REQUIREMENT
With nothing left out, repeat every entry exactly.
***** SUPPLIED RECORDS
PR #866, opened 2025-02-27
Adjust the implements clause of IntX

eernstg:
Adjust the implements clause of IntX.

See https://github.com/dart-lang/sdk/issues/59776 for breaking change processing.

Currently, `IntX` implements `Comparable<Object>`. This causes the equation `X extends Comparable<X>` to have no solution which is a supertype of `IntX` (and, hence, `Int64` and `Int32`). This is inconvenient because it causes invocations of methods like the extension method `sortedBy` to fail: There is no actual type argument that satisfies the constraints.

With this PR, `IntX` is a subtype of `Comparable<IntX>`, which means that said methods can now be invoked. Type inference fails when the language version is below 3.7.0 (so the type argument `IntX` must be provided explicitly), but from 3.7.0 and up the feature 'inference-using-bounds' is enabled by default, and type inference will then succeed.

### DIFF
--- a/pkgs/fixnum/CHANGELOG.md
+++ b/pkgs/fixnum/CHANGELOG.md
@@ -1,3 +1,9 @@
+## 1.2.0
+
+* Change `IntX` such that it implements `Comparable<IntX>`. This makes it
+  possible for `IntX` (and in turn `Int64` and `Int32`) be used with methods
+  like `sortedBy` in the platform libraries.
+
 ## 1.1.1
 
 * Require Dart `^3.1.0`
--- a/pkgs/fixnum/CHANGELOG.md
+++ b/pkgs/fixnum/CHANGELOG.md
@@ -1,4 +1,4 @@
-## 1.2.0
+## 1.2.0-wip
 
 * Change `IntX` such that it implements `Comparable<IntX>`. This makes it
   possible for `IntX` (and in turn `Int64` and `Int32`) be used with methods
--- a/pkgs/fixnum/pubspec.yaml
+++ b/pkgs/fixnum/pubspec.yaml
@@ -1,5 +1,5 @@
 name: fixnum
-version: 1.1.1
+version: 1.2.0
 description: >-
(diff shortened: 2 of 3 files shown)


eernstg:
The test coverage check fails. The page about test coverage states that "Test coverage should not decrease by introducing a PR", but I can't see how this PR would have that effect. @devoncarew, can you say something about how is this usually handled?

devoncarew:
> The test coverage check fails. The page about test coverage states that "Test coverage should not decrease by introducing a PR", but I can't see how this PR would have that effect. @devoncarew, can you say something about how is this usually handled?

The coverage check is informational. It looks like the health check is failing, and likely due to a bug in the api check tool: https://github.com/dart-lang/core/actions/runs/13566672156/job/37921655020?pr=866#step:12:159.

That check is trying to diff this current change vs. the last published one, and determine what type of semver bump should be done (major? minor? service?). I'll add a label to skip the health check for this PR.

pkgs/fixnum/CHANGELOG.md
```diff
@@ -1,3 +1,9 @@
+## 1.2.0
```
devoncarew, line 1: I think a minor version bump for this change is reasonable? But let's change this to a WIP; we'll roll the change through the sdk and google3 before we publish, i order to flush out any issues.

```suggestion
## 1.2.0-wip
```

pkgs/fixnum/pubspec.yaml
```diff
@@ -1,5 +1,5 @@
 name: fixnum
-version: 1.1.1
+version: 1.2.0
```
devoncarew, line 2:
```suggestion
version: 1.2.0-wip
```

devoncarew (commented):
Will leave the approve to @lrhn -

eernstg:
Thanks!

@lrhn, do you have further comments?

lrhn (approved):

PR #875, opened 2025-04-02
[collection] explicitly make BoolList abstract interface

kevmoo:
It couldn't be extended in practice since it doesn't have a
public constructor

Also made the only implementations final

### DIFF
--- a/pkgs/collection/lib/src/boollist.dart
+++ b/pkgs/collection/lib/src/boollist.dart
@@ -10,7 +10,7 @@ import 'unmodifiable_wrappers.dart' show NonGrowableListMixin;
 /// A space-efficient list of boolean values.
 ///
 /// Uses list of integers as internal storage to reduce memory usage.
-abstract /*mixin*/ class BoolList with ListMixin<bool> {
+abstract interface class BoolList with ListMixin<bool> {
   static const int _entryShift = 5;
 
   static const int _bitsPerEntry = 32;
@@ -180,7 +180,7 @@ abstract /*mixin*/ class BoolList with ListMixin<bool> {
   }
 }
 
-class _GrowableBoolList extends BoolList {
+final class _GrowableBoolList extends BoolList {
   static const int _growthFactor = 2;
 
   _GrowableBoolList._withCapacity(int length, int capacity)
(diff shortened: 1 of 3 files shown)


pkgs/collection/lib/src/boollist.dart
```diff
@@ -10,7 +10,7 @@ import 'unmodifiable_wrappers.dart' show NonGrowableListMixin;
 /// A space-efficient list of boolean values.
 ///
 /// Uses list of integers as internal storage to reduce memory usage.
-abstract /*mixin*/ class BoolList with ListMixin<bool> {
+abstract interface class BoolList with ListMixin<bool> {
```
lrhn, line 13: I'd make it `final`. (Could be `sealed`, but nobody should care that there are exactly two implementations.)

There is zero reason to ever `implements BoolList`, it has the same interface as `List<bool>`.
The fact that you *can* shouldn't be taken as encouragement.

(We don't have `@Deprecate.interface()` yet, so there is no good way to deprecate implementability.)

lrhn (approved):
LGTM, but go for `final` if possible.

pkgs/collection/lib/src/boollist.dart
kevmoo: Went with `@sealed` for now, with a note about future breaking change.

pkgs/collection/lib/src/boollist.dart
```diff
@@ -175,12 +178,16 @@ abstract /*mixin*/ class BoolList with ListMixin<bool> {
     }
   }
 
+  /// Note: [index] is NOT checked for validity.
+  bool _getBit(int index) =>
```
kevmoo, line 182: FYI: seems far too complex to not centralize. Concerns about not being inlined @lrhn ?

lrhn: Not sure what "centralize" means here - if anything this is centralized in that all bit-reads use this one implementation. 
I hope it's inlined, but I leave that to compilers. They (probably) know better.

For performance, it's likely a little inefficient because computed shifts are expensive on x64 chips.
But everybody does it this way, so hopefully it'll be fine.

pkgs/collection/lib/src/boollist.dart
```diff
@@ -167,6 +169,7 @@ abstract /*mixin*/ class BoolList with ListMixin<bool> {
   @override
   Iterator<bool> get iterator => _BoolListIterator(this);
 
+  /// Note: [index] is NOT checked for validity.
```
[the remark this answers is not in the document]
kevmoo: Were you going for prescriptive there or descriptive?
**********
COMPLETED EXERCISE
PR #866, opened 2025-02-27
Adjust the implements clause of IntX

eernstg:
Adjust the implements clause of IntX.

See https://github.com/dart-lang/sdk/issues/59776 for breaking change processing.

Currently, `IntX` implements `Comparable<Object>`. This causes the equation `X extends Comparable<X>` to have no solution which is a supertype of `IntX` (and, hence, `Int64` and `Int32`). This is inconvenient because it causes invocations of methods like the extension method `sortedBy` to fail: There is no actual type argument that satisfies the constraints.

With this PR, `IntX` is a subtype of `Comparable<IntX>`, which means that said methods can now be invoked. Type inference fails when the language version is below 3.7.0 (so the type argument `IntX` must be provided explicitly), but from 3.7.0 and up the feature 'inference-using-bounds' is enabled by default, and type inference will then succeed.

### DIFF
--- a/pkgs/fixnum/CHANGELOG.md
+++ b/pkgs/fixnum/CHANGELOG.md
@@ -1,3 +1,9 @@
+## 1.2.0
+
+* Change `IntX` such that it implements `Comparable<IntX>`. This makes it
+  possible for `IntX` (and in turn `Int64` and `Int32`) be used with methods
+  like `sortedBy` in the platform libraries.
+
 ## 1.1.1
 
 * Require Dart `^3.1.0`
--- a/pkgs/fixnum/CHANGELOG.md
+++ b/pkgs/fixnum/CHANGELOG.md
@@ -1,4 +1,4 @@
-## 1.2.0
+## 1.2.0-wip
 
 * Change `IntX` such that it implements `Comparable<IntX>`. This makes it
   possible for `IntX` (and in turn `Int64` and `Int32`) be used with methods
--- a/pkgs/fixnum/pubspec.yaml
+++ b/pkgs/fixnum/pubspec.yaml
@@ -1,5 +1,5 @@
 name: fixnum
-version: 1.1.1
+version: 1.2.0
 description: >-
(diff shortened: 2 of 3 files shown)


eernstg:
The test coverage check fails. The page about test coverage states that "Test coverage should not decrease by introducing a PR", but I can't see how this PR would have that effect. @devoncarew, can you say something about how is this usually handled?

devoncarew:
> The test coverage check fails. The page about test coverage states that "Test coverage should not decrease by introducing a PR", but I can't see how this PR would have that effect. @devoncarew, can you say something about how is this usually handled?

The coverage check is informational. It looks like the health check is failing, and likely due to a bug in the api check tool: https://github.com/dart-lang/core/actions/runs/13566672156/job/37921655020?pr=866#step:12:159.

That check is trying to diff this current change vs. the last published one, and determine what type of semver bump should be done (major? minor? service?). I'll add a label to skip the health check for this PR.

pkgs/fixnum/CHANGELOG.md
```diff
@@ -1,3 +1,9 @@
+## 1.2.0
```
devoncarew, line 1: I think a minor version bump for this change is reasonable? But let's change this to a WIP; we'll roll the change through the sdk and google3 before we publish, i order to flush out any issues.

```suggestion
## 1.2.0-wip
```

pkgs/fixnum/pubspec.yaml
```diff
@@ -1,5 +1,5 @@
 name: fixnum
-version: 1.1.1
+version: 1.2.0
```
devoncarew, line 2:
```suggestion
version: 1.2.0-wip
```

devoncarew (commented):
Will leave the approve to @lrhn -

eernstg:
Thanks!

@lrhn, do you have further comments?

lrhn (approved):

PR #875, opened 2025-04-02
[collection] explicitly make BoolList abstract interface

kevmoo:
It couldn't be extended in practice since it doesn't have a
public constructor

Also made the only implementations final

### DIFF
--- a/pkgs/collection/lib/src/boollist.dart
+++ b/pkgs/collection/lib/src/boollist.dart
@@ -10,7 +10,7 @@ import 'unmodifiable_wrappers.dart' show NonGrowableListMixin;
 /// A space-efficient list of boolean values.
 ///
 /// Uses list of integers as internal storage to reduce memory usage.
-abstract /*mixin*/ class BoolList with ListMixin<bool> {
+abstract interface class BoolList with ListMixin<bool> {
   static const int _entryShift = 5;
 
   static const int _bitsPerEntry = 32;
@@ -180,7 +180,7 @@ abstract /*mixin*/ class BoolList with ListMixin<bool> {
   }
 }
 
-class _GrowableBoolList extends BoolList {
+final class _GrowableBoolList extends BoolList {
   static const int _growthFactor = 2;
 
   _GrowableBoolList._withCapacity(int length, int capacity)
(diff shortened: 1 of 3 files shown)


pkgs/collection/lib/src/boollist.dart
```diff
@@ -10,7 +10,7 @@ import 'unmodifiable_wrappers.dart' show NonGrowableListMixin;
 /// A space-efficient list of boolean values.
 ///
 /// Uses list of integers as internal storage to reduce memory usage.
-abstract /*mixin*/ class BoolList with ListMixin<bool> {
+abstract interface class BoolList with ListMixin<bool> {
```
lrhn, line 13: I'd make it `final`. (Could be `sealed`, but nobody should care that there are exactly two implementations.)

There is zero reason to ever `implements BoolList`, it has the same interface as `List<bool>`.
The fact that you *can* shouldn't be taken as encouragement.

(We don't have `@Deprecate.interface()` yet, so there is no good way to deprecate implementability.)

lrhn (approved):
LGTM, but go for `final` if possible.

pkgs/collection/lib/src/boollist.dart
kevmoo: Went with `@sealed` for now, with a note about future breaking change.

pkgs/collection/lib/src/boollist.dart
```diff
@@ -175,12 +178,16 @@ abstract /*mixin*/ class BoolList with ListMixin<bool> {
     }
   }
 
+  /// Note: [index] is NOT checked for validity.
+  bool _getBit(int index) =>
```
kevmoo, line 182: FYI: seems far too complex to not centralize. Concerns about not being inlined @lrhn ?

lrhn: Not sure what "centralize" means here - if anything this is centralized in that all bit-reads use this one implementation. 
I hope it's inlined, but I leave that to compilers. They (probably) know better.

For performance, it's likely a little inefficient because computed shifts are expensive on x64 chips.
But everybody does it this way, so hopefully it'll be fine.

pkgs/collection/lib/src/boollist.dart
```diff
@@ -167,6 +169,7 @@ abstract /*mixin*/ class BoolList with ListMixin<bool> {
   @override
   Iterator<bool> get iterator => _BoolListIterator(this);
 
+  /// Note: [index] is NOT checked for validity.
```
[the remark this answers is not in the document]
kevmoo: Were you going for prescriptive there or descriptive?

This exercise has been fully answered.